● WORK REQUEST
From the entries that follow, report every line in which "opened" occurs.

● SOURCE MATERIAL
● ● ●

PR #200, opened 2019-11-13
Remove the repeated member listings from autosummarized modules

eric-wieser:
Since our modules list their members in a structured way within their docstring, we do not need a repeated list of members at the bottom.

Unfortunately, we are not able to specify this template per-autosummary, due to the hack in our conf.py to generate autosummary directives recursively. It seems safe to perform the global override.


eric-wieser:
Readthedocs looks ok, merging...

PR #206, opened 2019-11-19
Fix deployment to only run if tests pass

### LINKED ISSUE #96: Build and release wheel files
We should build and upload wheel files with our releases, would allow us to be hosted on pyiodide
https://alpha.iodide.io/notebooks/2805/

### LINKED ISSUE #179: Travis deploys to pypi as soon as flake8 passes, whether or not the tests actually pass
Somewhat related to #121

eric-wieser:
This also releases a pure-python wheel, just in case that's convenient for some users

This change takes advantage of the yaml features described [here](https://medium.com/@kinghuang/docker-compose-anchors-aliases-extensions-a1e4105d70bd)

Note that this removes `sudo: true`, which travis ignores anyway\

Closes #179, closes #96

### DIFF
--- a/.travis.yml
+++ b/.travis.yml
@@ -1,5 +1,52 @@
+# there is nothing special about this key, it's just ignored by travis
+x-clifford-templates:
+  lint_job: &lint_job
+    install:
+      - pip install flake8
+      - python setup.py install
+    script: flake8 clifford
 
-sudo: false
+  test_job: &test_job
+    install:
+      - |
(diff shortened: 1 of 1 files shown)


eric-wieser:
Tested with the test section commented out and no deployment, and vice versa. Let's merge this and attempt a 1.1.2 release with wheels.

eric-wieser:
Attempting a 1.1.2 release here: https://travis-ci.org/pygae/clifford/builds/613976239?utm_medium=notification&utm_source=github_status

PR #209, opened 2019-11-20
Simplification of homo function

hugohadfield:


eric-wieser:
Yep, `x(0).normalInv()` is just a weird way to spell `1 / x[()]`

PR #215, opened 2019-12-09
Make scalar integral rather than floating-point

eric-wieser:
This makes it consistent with layout.pseudoScalar


eric-wieser:
CI failure is a conda / pytest issue, will fix that separately

eric-wieser:
```
ValueError: eig() argument must not cause a domain change
```
Interesting transient error to debug at some point.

● ● ●

● ANSWER BOX
PR #200, opened 2019-11-13
PR #206, opened 2019-11-19
PR #209, opened 2019-11-20
PR #215, opened 2019-12-09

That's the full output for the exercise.